**Stored data entries**

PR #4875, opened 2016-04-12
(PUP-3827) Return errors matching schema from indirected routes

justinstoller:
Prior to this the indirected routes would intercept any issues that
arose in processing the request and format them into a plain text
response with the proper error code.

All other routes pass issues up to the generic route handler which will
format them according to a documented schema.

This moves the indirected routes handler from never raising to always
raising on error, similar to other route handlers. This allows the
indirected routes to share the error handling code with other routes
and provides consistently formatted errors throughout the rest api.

**YOUR OBJECTIVE**
Give back precisely the lines above that start at the line containing "This moves the" and end at the line containing "indirected routes to", inclusive. No other lines belong in the output.

**EXERCISE SOLUTION**
This moves the indirected routes handler from never raising to always
raising on error, similar to other route handlers. This allows the
indirected routes to share the error handling code with other routes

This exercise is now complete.